• [Activity] Below are some records. Say how many of their lines contain the string "githubusercontent", and give nothing but the number.
----------
PR #3966, opened 2021-05-05
Fix unit test in Bridge

ermin-muratovic:
Unit tests are failing randomly, because of "keptnInfo" being null. This PR should fix this.


christian-kreuzberger-dtx (approved):
LGTM

PR #3967, opened 2021-05-05
Report failing unit tests

christian-kreuzberger-dtx:
This PR enhances our karma configuration for Bridge such that it reports failing unit tests by name (generated out of the spec file).

For this I had to add the karma-spec-reporter.
In addition, I enabled `sourceMap` such that we get stacktraces with typescript files, not the generated js files.


ermin-muratovic (approved):
lgtm

PR #3979, opened 2021-05-05
Turn off talk-to-bot feature

jsoref:
It's experiential. And this repository identified a logic issue:

There's code to check for:
* Is the commenter allowed to make a request
* Is the comment addressed to the bot
* Does the comment have an action

Unfortunately, right now, it provides feedback for the first thing, but it should only do that if it knows it's being addressed.

I'll fix it (hopefully tonight after work), but it'll need a new release.


christian-kreuzberger-dtx (approved):
LGTM

Issue #3647, opened 2021-03-29
Support of more advanced staging environments (in environment screen)


johannes-b:
As a user, I have a Shipyard that looks as follows: 

```
apiVersion: "spec.keptn.sh/0.2.0"
kind: "Shipyard"
metadata:
  name: "shipyard-sockshop"
spec:
  stages:

    - name: "quality-assurance"
      sequences:
        - name: "delivery"
          tasks:
            - name: "deployment"
            - name: "test"
            - name: "evaluation"
            - name: "release"

    - name: "dev"
      sequences:
        - name: "delivery"
          triggeredOn:
            - event: "quality-assurance.delivery.finished"
          tasks:
            - name: "deployment"
            - name: "test"
            - name: "evaluation"
            - name: "release"

    - name: "staging"
      sequences:
        - name: "delivery"
          triggeredOn:
            - event: "dev.delivery.finished"
          tasks:
            - name: "deployment"
            - name: "test"
            - name: "evaluation"
            - name: "release"

    - name: "production"
      sequences:
        - name: "delivery"
          triggeredOn:
            - event: "staging.delivery.finished"
          tasks:
            - name: "deployment"
            - name: "release"

    - name: "production-A"
      sequences:
        - name: "delivery"
          triggeredOn:
            - event: "project.delivery.finished"
          tasks:
            - name: "deployment"
            - name: "release"

    - name: "production-B"
      sequences:
        - name: "delivery"
          triggeredOn:
            - event: "project.delivery.finished"
          tasks:
            - name: "deployment"
            - name: "release"

    - name: "production-C"
      sequences:
        - name: "delivery"
          triggeredOn:
            - event: "project.delivery.finished"
          tasks:
            - name: "deployment"
            - name: "release"

```

--> This environment has 5 stages in horizontally aligned and 3 vertically aligned: 

![image](https://user-images.githubusercontent.com/729071/112843648-15846800-90a3-11eb-8a55-2c6e98687f55.png)

**Tasks:**
- Provide the parent stage in the response of the `/stage` (`/project`) endpoint  
- Display "parallel" stages (e.g., production-customer-A, production-customer-B, production-customer-C) in vertical order
- Set a fixed width of the "main part" of this screen (the stage overview) and add a horizontal scrolling bar
- Reduce the width of the right pane (info pane) 

![image](https://user-images.githubusercontent.com/729071/112832376-83c22e00-9095-11eb-9df3-9b3e3c5894b9.png)

**Definition of Done:**
[...]

PR #3989, opened 2021-05-06
#3647 Support more advanced staging environments

ermin-muratovic:
The environments view now will group all stages, that have the same parent stages.

image


laneli (approved):
lgtm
----------
• [Solution to this task] 2